Yet inside the van Mexican gangsters were preparing one of the most brazen smuggling ploys ever recorded along this notoriously leaky stretch of Arizona’s border with Mexico. The back of the van had a hole in its floor. The gangsters had acetylene blowtorches and tools to dig a hole in the street.
Using passing traffic to conceal the noise of their digging, the Mexicans broke the surface of the road beneath them and connected with a tunnel that their co-conspirators had dug under the border wall from a house close by on the Mexican side.
For at least two weeks, according to US federal agents, Mexicans crawled down the tunnel to pass drugs into the van. Illegal immigrants may have followed. Each time the van filled up, the entrance to the tunnel was covered with a metal plate and resealed with a thin layer of tar, easily removed the next time the van returned.
It took a tip from a paid informant to alert the US authorities to the smuggling under their noses. All that is left of the tunnel on the US side today is a tar smudge covering the hole, which the Americans filled with cement.
Mexico’s drug and people smugglers have long been renowned for the creativity of their cross-border ruses. Border agents still talk about Enrique Aguilar Canchola, who was found a few years ago disguised as a car seat — he had been covered in a seated position with stuffing and material that made him almost unrecognisable.
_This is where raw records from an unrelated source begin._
PR #588, opened 2021-03-24
feat: classic beta flavor

casperstorm:
The TBC classic beta is using `_classic_beta_` flavor which is new.

## Checklist

- [ ] Tested on Windows
- [ ] Tested on MacOS
- [ ] Tested on Linux

### DIFF
--- a/src/cli.rs
+++ b/src/cli.rs
@@ -90,7 +90,7 @@ pub enum Command {
     UpdateWeakauras,
     /// Install an addon from the command line
     Install {
-        #[structopt(parse(try_from_str = str_to_flavor), possible_values = &["retail","ptr","beta","classic","classic_ptr"])]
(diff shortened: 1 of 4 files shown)


src/cli.rs
```diff
@@ -90,7 +90,7 @@ pub enum Command {
     UpdateWeakauras,
     /// Install an addon from the command line
     Install {
-        #[structopt(parse(try_from_str = str_to_flavor), possible_values = &["retail","ptr","beta","classic","classic_ptr"])]
+        #[structopt(parse(try_from_str = str_to_flavor), possible_values = &["retail","ptr","beta","classic","classic_ptr","classic_beta"])]
```
casperstorm, line 93: @tarkah i was wondering if we could take this and move it to `config/wow` so we could have a method on Flavor which returned all we needed from there? Just so we don't miss anything when adding new flavors.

Yet despite the four-pronged efforts of US border, customs, drug and immigration agencies, low-tech cunning continues to haunt America’s increasingly expensive efforts to stem the tide of illegal traffic across the Mexican border.
Of the 1m arrests of immigrants — known locally as “wets” or “wetbacks” — by the US border patrol last year, more than 600,000 were made in the rugged desert of Arizona. Nobody can tell how many passed through tunnels or how many escaped undetected, but American agents are under increasing pressure to find new ways of detecting movement underground.
“There are so many tunnels under Nogales, we’re just waiting for the whole place to cave in,” said special agent George Gibson as he drove me around town pointing out houses, sheds, manhole covers and even a former church that had been used to conceal tunnel exits.
Mexican tunnellers are known to have been active along the border for years, but the issue has acquired a new urgency in Washington after the discovery in January of a half-mile-long tunnel built 80ft under the border fence at Otay Mesa, 15 miles southeast of San Diego.
Both the Mexican and American entrances to the tunnel were concealed in vacant warehouses on either sides of the border. It was tall enough for a man to walk through and was equipped with lighting cables and water pumps.
The tunnel must have taken a year to build and cost up to $1m. More than a ton of marijuana was seized when the US warehouse was raided in January. It may also have enabled thousands of immigrants to pour into America without being detected.